**What is required:** Scan the entries that follow and copy out every line containing "code".

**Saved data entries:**
Issue #1266, opened 2023-12-18
Deprecate and Drop Lockdown Feature


thom311:
Deprecate and Drop lockdown feature.

The lockdown feature restricts access for local processes to change firewalld configuration. 

I tried to understand why this feature was added. It was introduced in commit 4cf6dae0f196 and first released in v0.3.0 (dbe0f39a297e) in March 2013. I find no clear justification in bugzilla.redhat.com ([[*]](https://bugzilla.redhat.com/buglist.cgi?classification=Red%20Hat&classification=Fedora&columnlist=product%2Ccomponent%2Cassigned_to%2Cbug_status%2Cshort_desc%2Cchangeddate%2Cbug_severity&component=firewalld&f0=OP&f1=OP&f2=product&f3=component&f4=alias&f5=short_desc&f6=status_whiteboard&f7=CP&f8=CP&j1=OR&longdesc=lockdown&longdesc_type=allwordssubstr&o2=substring&o3=substring&o4=substring&o5=substring&o6=substring&order=assigned_to%2C%20id%2C%20&product=Fedora&product=Red%20Hat%20Enterprise%20Linux%207&product=Red%20Hat%20Enterprise%20Linux%208&product=Red%20Hat%20Enterprise%20Linux%209&product=Red%20Hat%20Enterprise%20Linux%206&query_format=advanced&target_milestone=---&target_release=---&v2=firewalld&v3=firewalld&v4=firewalld&v5=firewalld&v6=firewalld)) or the mailing list ([[*]](https://lists.fedorahosted.org/archives/list/firewalld-devel@lists.fedorahosted.org/2013/4/)).

A local user/process may have permissions to change system configuration. In case of firewalld, access is mainly guarded by Polkit. The lockdown mode enable an alternative mode for granting access (`--lockdown-on`), with different rules.

If this were a useful feature, then Polkit should provide a convenient way to (temporarily?) override permissions. It already has, you can drop `/etc/polkit-1/rules.d/*.rules` files. If the existing Polkit functionality is not powerful/useful enough, maybe something else should be added. For example, firewalld's lockdown supports `--list-lockdown-whitelist-contexts`, while arguably Polkit rules cannot access the subject's SELinux context. Maybe that should be improved (in Polkit). However, firewalld providing an alternative authentication mode is not the way.

[...]

PR #1269, opened 2024-01-10
[th/deprecate-lockdown-pt1] deprecate Lockdown API (part 1)

thom311:
No change in behavior, just documentation update and D-Bus annotation (`org.freedesktop.DBus.Deprecated`).

https://github.com/firewalld/firewalld/issues/1266

A future part will remove part of Lockdown code.

Also try to improve how D-Bus methods are deprecated. The ability to annotate methods/signals (with `org.freedesktop.DBus.Deprecated`) really should have been improved in dbus-python project from the start. Maybe I should still send a patch for that. Regardless, even if dbus-python gets the feature today, we couldn't rely on it from firewalld yet.


thom311:
[Here](https://gitlab.freedesktop.org/dbus/dbus-python/-/merge_requests/30) dbus-python would gain support for an `is_deprecated` argument. If we ever could rely on this, we could drop code from firewalld.

doc/xml/firewalld.dbus.xml
erig0, line 1: Please add the CLI help text deprecation notice to `firewall-offline-cmd` as well.

erig0 (changes requested):
This looks great. Add the missing change to `firewall-offline-cmd` and I'll merge.

doc/xml/firewalld.dbus.xml
thom311: done (yes?)

erig0 (approved):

**Answer space:**
A future part will remove part of Lockdown code.
[Here](https://gitlab.freedesktop.org/dbus/dbus-python/-/merge_requests/30) dbus-python would gain support for an `is_deprecated` argument. If we ever could rely on this, we could drop code from firewalld.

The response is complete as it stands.